Additionally, Eureka introduces a novel form of reinforcement learning from human feedback (RLHF), allowing a human operator’s natural language feedback to influence the reward function. This could serve as a “powerful co-pilot” for engineers designing sophisticated motor behaviors for robots, according to an X post by Nvidia AI researcher Fan, who is a listed author on the Eureka research paper. One surprising achievement, Fan says, is that Eureka enabled robots to perform pen-spinning tricks, a skill that is difficult even for CGI artists to animate.

A diagram from the Eureka research team.Enlarge / A diagram from the Eureka research team.

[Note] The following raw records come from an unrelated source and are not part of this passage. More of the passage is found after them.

PR #713, opened 2026-04-29
Improve table name length handling for CREATE TABLE and SkipDropAfterCutover

### LINKED ISSUE #712: Table name validation too restrictive with --skip-drop-after-cutover; CREATE TABLE bypasses validation
## Problem

Two issues with table name length enforcement in Spirit:

### 1. `--skip-drop-after-cutover` rejects table names > 43 characters at validation time

When `--skip-drop-after-cutover` is set, the `tableNameCheck` preflight check enforces a stricter limit of 43 characters (64 - 21 timestamp suffix chars). This **prevents migrations from ever starting** on tables with names between 44–56 characters long — even though the normal limit without this flag is 56 characters.

The error message is:
```
table name must be less than 43 characters when --skip-drop-after-cutover is set
```

This is overly restrictive. The correct approach is to truncate the table name portion in the renamed old table (similar to how [gap/tern handles this](https://github.com/squareup/gap/blob/28fa60727f0dc9414947d429d9fb997550dda769/apps/tern/engine/direct.go#L148-L190)), not to reject the migration entirely.

### 2. CREATE TABLE statements bypass all table name length validation

The CREATE TABLE path in `Runner.Run()` returns early before preflight checks run. This means a table can be created via Spirit with a name that Spirit cannot later migrate (because it needs room for metadata suffixes like `_<table>_chkpnt`, `_<table>_new`, etc.).

## Expected Behavior

1. Tables with names up to 56 characters should be migratable with `--skip-drop-after-cutover` — the old table name should be truncated to fit within MySQL's 64-character limit.
2. CREATE TABLE statements should enforce the same 56-character limit as ALTER TABLE, ensuring the created table can later be migrated by Spirit.

morgo:
Fixes #712

## Problem

1. **`--skip-drop-after-cutover` rejected tables with names 44–56 characters at validation time.** The preflight check enforced a 43-character limit when this flag was set, preventing migrations from ever starting — even though the actual fix is to truncate the table name in the rename operation.

2. **CREATE TABLE statements bypassed all table name length validation.** The CREATE TABLE path returns early before preflight checks run, so a table could be created with a name that Spirit cannot later migrate.

## Solution

- **Truncate instead of reject**: When `SkipDropAfterCutover` is true, `oldTableName()` now truncates the table name portion (using `utils.TruncateTableName`) so the timestamped old table name always fits within 64 characters. The preflight check no longer applies a stricter limit for this flag.

- **New `createTableNameCheck`**: A registered check at `ScopeStatement` validates CREATE TABLE names against Spirit's 56-character manageable limit (64 minus the longest metadata suffix). This runs via `runChecks(ScopeStatement)` before the non-ALTER early return in `Runner.Run()`.

- **New `ScopeStatement` check scope**: For checks that only require the parsed statement (no DB connection or table info needed).

- **`MaxTableNameLength` and `TruncateTableName` in `pkg/utils`**: Shared utilities to avoid circular imports between packages.

- **Simplified constants**: Replaced `init()`-calculated vars with plain constants (`MaxMigratableTableNameLength = 56`, `NameFormatTimestampExtraChars = 21`) for clarity.

### DIFF
--- a/pkg/migration/check/tablename.go
+++ b/pkg/migration/check/tablename.go
@@ -5,47 +5,31 @@ import (
 	"errors"
 	"fmt"
 	"log/slog"
-	"strings"
 
 	"github.com/block/spirit/pkg/utils"
 )
 
 const (
-	// Formats for table names
+	// Formats for table names used by Spirit during migrations.
 	NameFormatCheckpoint   = "_%s_chkpnt"
 	NameFormatNew          = "_%s_new"
 	NameFormatOld          = "_%s_old"
 	NameFormatOldTimeStamp = "_%s_old_%s"
 	NameFormatTimestamp    = "20060102_150405"
-)
-
-var (
-	// The number of extra characters needed for table names with all possible
-	// formats. These vars are calculated in the `init` function below.
-	NameFormatNormalExtraChars    = 0
-	NameFormatTimestampExtraChars = 0
 
 	// MaxMigratableTableNameLength is the maximum table name length that Spirit
-	// can manage, accounting for the longest metadata suffix (e.g. _<table>_chkpnt).
-	// Calculated in init().
-	MaxMigratableTableNameLength = 0
+	// can manage. This is MySQL's 64-character limit minus the longest metadata
+	// suffix (_<table>_chkpnt = 8 extra characters), giving 56 usable characters.
+	MaxMigratableTableNameLength = utils.MaxTableNameLength - 8 // len("_") + len("_chkpnt") = 8
+
+	// NameFormatTimestampExtraChars is the number of extra characters added by
+	// the timestamped old table name format (_%s_old_%s with a 15-char timestamp).
+	// This equals len("_") + len("_old_") + len("20060102_150405") = 21.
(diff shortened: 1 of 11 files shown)


pkg/migration/check/tablename.go
```diff
@@ -25,6 +24,11 @@ var (
 	// formats. These vars are calculated in the `init` function below.
 	NameFormatNormalExtraChars    = 0
 	NameFormatTimestampExtraChars = 0
+
+	// MaxMigratableTableNameLength is the maximum table name length that Spirit
+	// can manage, accounting for the longest metadata suffix (e.g. _<table>_chkpnt).
+	// Calculated in init().
+	MaxMigratableTableNameLength = 0
```
aparajon: Should this be higher?

morgo: It is calculated in init(). That was the design that Claude came up with, I don't really like it though.. and I think we can try and simplify it to prevent misunderstanding.

aparajon (approved):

So what does it all mean? In the future, teaching robots new tricks will likely come at accelerated speed thanks to massively parallel simulations, with a little help from AI models that can oversee the training process. The latest work is adjacent to previous experiments using language models to control robots from Microsoft and Google.

On X, Shital Shah, a principal research engineer at Microsoft Research, wrote that the Eureka approach appears to be a key step toward realizing the full potential of reinforcement learning: “The proverbial positive feedback loop of self-improvement might be just around the corner that allows us to go beyond human training data and capabilities.”

The Eureka team has made its research and code base publicly available for further experimentation and for future researchers to build off of. The paper can be accessed on arXiv, and the code is available on GitHub.